SerenityNowwwww · 27/06/2020 12:17

I really don’t care.

Most people know that I have never used my married name - and even our son gets mail addresses to my first name and my surname (so my late dads name). My husband sometimes gets Mr & Mrs Nowwwwww (more than us getting Mr & Mrs hisname)

elenacampana · 27/06/2020 12:19

I don’t use my husband’s surname but have occasionally had cards addressed to Mr and Mrs with his initial and last name. I’m not very bothered, it doesn’t happen often. I didn’t make a big thing of retaining my own name so a lot of people don’t know. About children - we’ll cross that bridge when we come to it.

SerenityNowwwww · 27/06/2020 12:21

I once had a cheque in my married name. That was irritating because I had to go into the bank to explain but they still cashed it!

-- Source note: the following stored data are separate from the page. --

PR #333, opened 2026-09-02
Add ranged read_file output and safe in-flight /stop

Calmingstorm:
## Summary

- add one-based `start_line` to `read_file` while keeping `lines` as a validated count
- return true source-line numbers, exact contiguous intervals, and an explicit continuation cursor when more lines remain
- keep `read_file` inside a handler-owned output budget so downstream head/tail truncation cannot splice selected ranges
- race effect-free in-flight tools against the channel `/stop` event while failing closed for effect-capable tools
- settle safely cancelled observations as definite non-effects and end the turn
- link spawned agents to their originating turn, inherit the link through descendants, and cancel only that turn's agents
- make `/stop` acknowledge the actual settled result instead of claiming success before it happens

## Validation

- full suite: `10300 passed, 5 skipped` before the final review-only hardening
- final focused suite: `689 passed`
- Ruff: clean
- lint gate: `new=0`
- type gate: `new=0` (two unchanged baseline findings)
- `git diff --check`: clean

## Scope

No merge, deploy, or release performed. `src/odin/tools/file_ops.py` is unchanged.


Calmingstorm:
## Review — 2 blockers, 1 minor

Reviewed against `origin/master`. Findings verified in the working tree, not read off the diff.

### BLOCKER 1 — `read_file` rejects files whose *content* contains the transport marker

`src/tools/handlers/files_docs.py`:

```python
if "... (output truncated) ..." in text:
    return "Error: read_file transport output exceeded its handler budget.", 1
```

This is a substring match against **file content**, not a transport signal. `src/tools/ssh.py:54` contains that exact literal:

```python
return output[:half] + "\n\n... (output truncated) ...\n\n" + output[-half:]
```

Reproduced by running the handler's own awk program over `src/tools/ssh.py` with `start_line=52, lines=4`. It produces correct, budget-bounded, correctly-numbered output terminating in `[returned 52-55, continue at start_line=56]` — and the guard then rejects it as a transport overrun.

Net effect: **`read_file` cannot read the file that implements the truncation it is guarding against.** Any file containing that string is unreadable, and `read_file` is the primary code-review surface.

The awk program already emits a **trusted terminal marker** it fully controls — `[returned A-B]`, `[returned A-B, continue at start_line=C]`, `[returned empty range starting at start_line=N]`, or `Error: source line N exceeds…`. Validate the *shape* of that terminal marker, or gate on `len(text)`, rather than searching for the transport's string anywhere in the payload.

### BLOCKER 2 — adding `read_file` to `_EFFECT_FREE_OBSERVATION_TOOLS` carries ledger blast radius not in the brief

`src/tools/effect_classifier.py` is not a local switch for `/stop`; that frozenset is a shared classification with two other consumers:

- **`src/turn_state/store.py:305-330`** — the migration runs on **every store open** and issues two `UPDATE`s over all history keyed on `tool_name IN (effect_free_observation_tools())`. Adding `read_file` means that on the next start, **every historical `read_file` operation row has its `effect_class` rewritten, and any sitting in `OUTCOME_UNKNOWN` flips to `RECONCILED_NOT_APPLIED`.** That is a retroactive mutation of durable ledger state.
- **`src/discord/turn_resume.py:306`** — `PREPARED`/`RUNNING` `read_file` ops would stop blocking auto-resume, i.e. stop requiring manual resolution.

Both changes may be defensible on the merits, but neither was requested, and the benefit is close to zero: `read_file` returns in milliseconds, so `/stop` will essentially never catch one in flight to cancel.

Recommend dropping `read_file` from the set, leaving it `{"wait_for_agents"}`. If `/stop` should reach more tools later, gate cancellation on its own predicate rather than borrowing the shared ledger classification.

### MINOR 3 — `set_active_request` widened its preconditions

It now calls `asyncio.get_running_loop().create_future()` where it was previously a plain dict assignment, so it raises `RuntimeError` if ever called outside a running loop. The suite passes, so no such caller exists today — worth a conscious confirmation rather than an accident.

### What is right

- **awk-at-source bounding** is the correct shape: it prevents the transport truncator from ever splicing a selected range, rather than trying to undo the splice afterwards.
- `type(raw_lines) is not int` deliberately rejecting `bool` — correct, and the reason is non-obvious.
- Completion-wins-a-simultaneous-race, with the tool's own WI-3 settlement left authoritative.
- Catching that `asyncio.wait()` does not cancel its children where `wait_for` did, and restoring that guarantee explicitly.
- `turn_id` inherited through `parent_id`, with `channel_id`/`requester_id` explicitly rejected as spanning unrelated turns — exactly right.
- `request_stop()` performing no `await` internally, and the truthful deferred `/stop` acknowledgement.

No merge, no deploy — per scope.

Calmingstorm:
Review of `11886d5`: **changes requested**. The live ranged-read behavior itself held up throughout this review, and Claudia's parity conflict resolution plus four envelope-guard tests are correct, but I found three blockers.

### Blocker 1 — raw-mode sidecars are not private

`src/tools/handlers/files_docs.py:211-227` securely creates only `metadata` with `mktemp`. The derived `"$metadata.body"` and `"$metadata.encoded"` paths are created later by shell redirection under the service umask. The live service runs with `UMask=0022`; reproducing that construction produced:

```
600 /tmp/tmp.<random>
644 /tmp/tmp.<random>.body
644 /tmp/tmp.<random>.encoded
```

The `.body` file contains unredacted source bytes and `.encoded` contains their reversible base64 before Python applies `scrub_output_secrets()`. A concurrent local user can read them, and derived absent filenames also create a race surface. The approach is right, but the implementation needs a private temp directory or securely created sidecars under `umask 077`.

### Blocker 2 — failed legacy migration can erase both identities

`src/knowledge/importer.py:215-246` performs canonical ingest, legacy delete, and compensating canonical delete as separately committed operations. `KnowledgeStore.delete_source()` commits the SQLite deletion at `src/knowledge/store.py:493-503` before its FTS deletion; if FTS deletion then raises, it returns `0` even though the legacy DB rows are already gone. The importer interprets that as a failed delete and removes the canonical copy too.

Reproduced with an FTS deletion failure:

```
ImportResult(... status='error', error="legacy migration from 'docs/doc.md' failed; canonical copy removed")
sources after: []
```

The migration needs one store-owned operation whose failure cannot delete both the legacy and canonical document.

### Blocker 3 — `/stop` reports success before the durable turn is terminal

`_stopped()` resolves the slash waiter in `src/discord/tool_loop.py:1362` and clears active ownership immediately. Only after `_run_chat_iterations()` returns does `_run_with_guards()` await `settle_terminal()` at lines 652-660. That SQLite await yields after the waiter is already runnable. A crash or terminal-write failure in that window can leave the turn ACTIVE/SUSPENDED and resumable after `/stop` has reported `Task stopped by user.`

The interrupted wait operation itself is already settled as `DEFINITELY_FAILED`, which is correct. The defect is the truthful terminal acknowledgement: publish the success result only after the terminal settle attempt, with an honest fallback if it fails.

### Additional correctness issue

`ChannelStateRegistry.set_active_request()` replaces the owner and old waiter but leaves the channel's set cancellation event in place (`src/discord/channel_state.py:91-95`). Direct reproduction:

```
after stop A: event=True
after set_active_request(B): owner=B, event=True
```

The normal Discord lock makes this uncommon, but replacement is an explicitly supported lifecycle path and the new owner would stop at its first cancellation check. New request ownership should not inherit the prior owner's stop signal.

### Requested checks

- Conflict resolution is correct. Independently computed hashes match the file exactly:
  - `read_file`: `248ab06d30fe5f93`
  - `ingest_document`: `14ece56caaf4fcd2`
  - `bulk_ingest_knowledge`: `db9fc05af1e13cdf`
- Claudia's four new raw-envelope tests at `tests/test_read_file_ranges.py:343-396` correctly pin the intended guards; no issue found in them.
- Focused review suite: `514 passed`.
- Current head CI: all 6 checks passed, including `10347 passed, 6 skipped` in the full test job.
- The earlier `test_pidfd_exited_true_after_exit` failure is **not a PR regression**. It failed at `os.pidfd_open(proc.pid)` because the `true` child exited before the pidfd was opened, not in `_pidfd_exited()`. This PR does not touch process-manager code. Contention can expose that latent test race by delaying the parent; the current head passed the full suite, and the focused test passed 50/50 local repetitions.

PR #5955, opened 2018-10-09
cmd/snap, tests: snapshots for all

chipaca:
This introduces a way for users to create, list, verify, restore, and
remove snapshots of their snap's data and configuration.

Includes also #5913 so ignore that part of it (easy: they're in separate files).


chipaca:
The spread failure is real: 14.04 doesn't have a `runuser`. We'd originally gone with that because it was in `util-linux`, which is more likely to be installed already. I'll push a separate PR that falls back to `sudo` if `runuser` is missing.

cmd/snap/cmd_snapshot.go
```diff
@@ -0,0 +1,297 @@
...
+	Users      string `long:"users"`
+	Positional struct {
+		ID    snapshotID          `positional-arg-name:"<id>"`
+		Snaps []installedSnapName `positional-arg-name:"<snap>"`
+	} `positional-args:"yes" required:"yes"`
+}
+
+var shortCheckHelp = i18n.G("Check a snapshot")
+var longCheckHelp = i18n.G(`
+The check-snapshot command checks a snapshot against its hashsums.
```
bboozzoo: Maybe something more user friendly, `The check snapshot command verifies correctness of given snapshot`, or `.. consistency..` although that feels a bit technical.

cmd/snap/cmd_snapshot.go
```diff
@@ -0,0 +1,297 @@
...
+	}
+	_, err = x.wait(changeID)
+	if err == noWait {
+		return nil
+	}
+	if err != nil {
+		return err
+	}
+
+	// TODO: also mention the home archives that were actually restoreed
```
bboozzoo: s/restoreed/restored/

Sounds like something that could be mentioned in the help message?

cmd/snap/cmd_snapshot.go
```diff
@@ -0,0 +1,297 @@
...
+		fmt.Fprintf(Stdout, i18n.G("Snapshot #%d of %s restored.\n"),
+			x.Positional.ID, strutil.Quoted(snaps))
+	} else {
+		fmt.Fprintf(Stdout, i18n.G("Snapshot #%d restored.\n"), x.Positional.ID)
+	}
+	return nil
+}
+
+func init() {
+	addCommand("saved",
```
bboozzoo: How about `list`? Might be just me, but list feels more natural. (i.e. like we have `snap list`)

bboozzoo: Apparently `saved` was decided upon after some discussion. Don't wan't want to start the bikeshed again.

cmd/snap/cmd_snapshot.go
```diff
@@ -0,0 +1,297 @@
...
+	}
+	if len(list) == 0 {
+		fmt.Fprintln(Stdout, i18n.G("No snapshots found."))
+		return nil
+	}
+	w := tabWriter()
+	defer w.Flush()
+
+	fmt.Fprintf(w, "%s\t%s\t%s\t%s\t%s\t%s\t%s\n",
+		// TRANSLATORS: 'Set' as in group or bag of things
```
zyga: I really appreciate the attention to detail here!

cmd/snap/cmd_snapshot.go
```diff
@@ -0,0 +1,297 @@
...
+		i18n.G("Set"),
+		"Snap",
+		i18n.G("Age"),
```
zyga: `# Translators: as in how old something is, not as in the stone age`

cmd/snap/cmd_snapshot.go
```diff
@@ -0,0 +1,297 @@
...
+		fmt.Fprintf(Stdout, i18n.NG("Snapshot #%d of snap %s forgotten.\n", "Snapshot #%d of snaps %s forgotten.\n", len(snaps)), x.Positional.ID, strutil.Quoted(snaps))
+	} else {
+		fmt.Fprintf(Stdout, i18n.G("Snapshot #%d forgotten.\n"), x.Positional.ID)
+	}
+	return nil
+}
+
+type checkSnapshotCmd struct {
+	waitMixin
+	Users      string `long:"users"`
```
zyga: There's a small inconsistency in enumerable arguments, for users we need to say `--users foo,bar` but for snap names we just list them `foo bar`. I don't think this is easy to improve but I just wanted to raise this.

cmd/snap/cmd_snapshot.go
```diff
@@ -0,0 +1,297 @@
...
+		return nil
+	}
+	if err != nil {
+		return err
+	}
+
+	// TODO: also mention the home archives that were actually checked
+	if len(snaps) > 0 {
+		// TRANSLATORS: the %s is a comma-separated list of quoted snap names
+		fmt.Fprintf(Stdout, i18n.G("Snapshot #%d of snaps %s check passed.\n"),
```
zyga: Perhaps `.... passed checks` or `... verified successfully` or `... is correct` or something similar. I think the sentence reads backwards a little as-is.

cmd/snap/cmd_snapshot.go
```diff
@@ -0,0 +1,297 @@
...
+			x.Positional.ID, strutil.Quoted(snaps))
+	} else {
+		fmt.Fprintf(Stdout, i18n.G("Snapshot #%d check passed.\n"), x.Positional.ID)
```
zyga: Same remark as above.

cmd/snap/cmd_snapshot.go
```diff
@@ -0,0 +1,297 @@
...
+}
+
+var shortRestoreHelp = i18n.G("Restore a snapshot")
+var longRestoreHelp = i18n.G(`
+The restore command restores a snapshot.
+`)
+
+func (x *restoreCmd) Execute([]string) error {
+	snaps := installedSnapNames(x.Positional.Snaps)
+	var users []string
```
zyga: Perhaps a small helper for handling the users field across many commands:
```
func splitUsers(users string) []string {
   if len(users) > 0 {
     return strings.Split(users, ",")
   }
   return nil
}
```

cmd/snap/cmd_snapshot.go
zyga: Perhaps that there is some logic that indicates what data is restored but I don't know this myself so I cannot specify.

cmd/snap/cmd_snapshot.go
```diff
@@ -0,0 +1,297 @@
...
+		return nil
+	}
+	if err != nil {
+		return err
+	}
+
+	// TODO: also mention the home archives that were actually restoreed
+	if len(snaps) > 0 {
+		// TRANSLATORS: the %s is a comma-separated list of quoted snap names
+		fmt.Fprintf(Stdout, i18n.G("Snapshot #%d of %s restored.\n"),
```
zyga: Nitpicking mode: `Restored snapshot #%d of snaps %s\n`

cmd/snap/cmd_snapshot.go
```diff
@@ -0,0 +1,297 @@
...
+func init() {
+	addCommand("saved",
+		shortSavedHelp,
+		longSavedHelp,
+		func() flags.Commander {
+			return &savedCmd{}
+		},
+		durationDescs.also(map[string]string{
+			// TRANSLATORS: This should not start with a lowercase letter.
+			"id": i18n.G("Only list this snapshot."),
```
zyga: Suggestion: `Show only a specific snapshot`

cmd/snap/cmd_snapshot.go
```diff
@@ -0,0 +1,297 @@
...
+		nil)
+
+	addCommand("save",
+		shortSaveHelp,
+		longSaveHelp,
+		func() flags.Commander {
+			return &saveCmd{}
+		}, durationDescs.also(waitDescs).also(map[string]string{
+			// TRANSLATORS: This should not start with a lowercase letter.
+			"users": i18n.G("Only snapshot these users' files (a comma-separated list)."),
```
zyga: Suggestion: `Snapshot data of only specific users (comma separated).`

cmd/snap/cmd_snapshot.go
```diff
@@ -0,0 +1,297 @@
...
+		}), nil)
+
+	addCommand("restore",
+		shortRestoreHelp,
+		longRestoreHelp,
+		func() flags.Commander {
+			return &restoreCmd{}
+		}, waitDescs.also(map[string]string{
+			// TRANSLATORS: This should not start with a lowercase letter.
+			"users": i18n.G("Only restore these users' files (a comma-separated list)."),
```
zyga: Suggestion: `Restore data of only specific users (comma separated).`

cmd/snap/cmd_snapshot.go
```diff
@@ -0,0 +1,297 @@
...
+		}, waitDescs, nil)
+
+	addCommand("check-snapshot",
+		shortCheckHelp,
+		longCheckHelp,
+		func() flags.Commander {
+			return &checkSnapshotCmd{}
+		}, waitDescs.also(map[string]string{
+			// TRANSLATORS: This should not start with a lowercase letter.
+			"users": i18n.G("Only check these users' files (a comma-separated list)."),
```
zyga: Suggestion: `Check data of only specific users (comma separated).`

cmd/snap/cmd_snapshot.go
chipaca: good catch

cmd/snap/cmd_snapshot.go
bboozzoo: As sugested on IRC, maybe we should extend the long help of `restore` and `save` a bit. Include something like this:
```
...
When no users are provided, restoring a snapshot restores data of all users.
```

cmd/snap/cmd_snapshot.go
chipaca: I'll move `daemon.splitQS` to `strutil`

chipaca: (... in a followup)

chipaca:
@degville I took your suggestions, implemented them, and then iterated a few more times. Then I reorganised the code so I could see all the help together, and iterated a bit more.

I think you'll like the result. But it might still have room for improvement, so I'll leave this open just in case.

cmd/snap/cmd_snapshot.go
```diff
@@ -43,10 +43,67 @@ type savedCmd struct {
...
+data of the snaps included in the specified snapshot.
+
+The check operation runs the same data integrity verification that is
+performed when a snapshot is restored.
+
+You can choose to check all the data in a snapshot, which is the
+default, or you can specify the data of which snaps to check, or for
+which users, or a combination of these.
+
+If a snap is included in a check-snapshot operation, excluding its
```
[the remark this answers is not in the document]
degville: It is not currently possible to exclude a specific snap's system and configuration data in a restore operation?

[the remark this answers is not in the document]
chipaca: doesn't that read like we're saying that if the snapshot is for foo, bar and baz snaps, you can't exclude system and config data from foo and not not exclude it from the others?

cmd/snap/cmd_snapshot.go
```diff
@@ -43,10 +43,67 @@ type savedCmd struct {
...
+	shortSaveHelp    = i18n.G("Save a snapshot of the current data")
+	shortForgetHelp  = i18n.G("Delete a snapshot")
+	shortCheckHelp   = i18n.G("Check a snapshot")
+	shortRestoreHelp = i18n.G("Restore a snapshot")
+)
+
 var longSavedHelp = i18n.G(`
-The saved command lists the snapshots that have been created previously with
-the 'save' command.
+The saved command lists the snapshots that have been created
```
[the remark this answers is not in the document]
zyga: @chipaca could we do some ANSI art magic here to apply bold or italics to the actual command being mentioned. It would show for a good chunk of people and would immediately look better IMO (though not in this PR)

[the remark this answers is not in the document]
chipaca: I've been wanting to find a way to do this for a while. What I want to do is have a formatter that takes e.g. `%Q` to mean "special-quoted" or something, that uses italics and typographic quotes if available, falling back to simple quotes.

It's fiddly work, and would mess up widths if done without care. I know how to do it, but I haven't gotten to it yet.

cmd/snap/cmd_snapshot.go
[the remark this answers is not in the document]
degville: yeah, you're right. It's the use of included and excluded in the original text that confuses me, but I can't really think of anything better and it does work.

Toothsil · 27/06/2020 12:35

It won't be a popular opinion but it doesn't bother me in the slightest. I was taught to address letters this way, it doesn't mean I think that the women on the cards I'm sending at Christmas are any less of a person in their own right. There's a lovely lady I used to work with, whose husband was at home whilst she worked and we still send each other Christmas cards addressed in the traditional way. If I'm sending to the woman only, I use her initial but for couples I've always used the man's initial purely because it was how I was taught and it's not been something I've ever thought about. I've got much bigger things to worry about than this - people get offended so easily these days.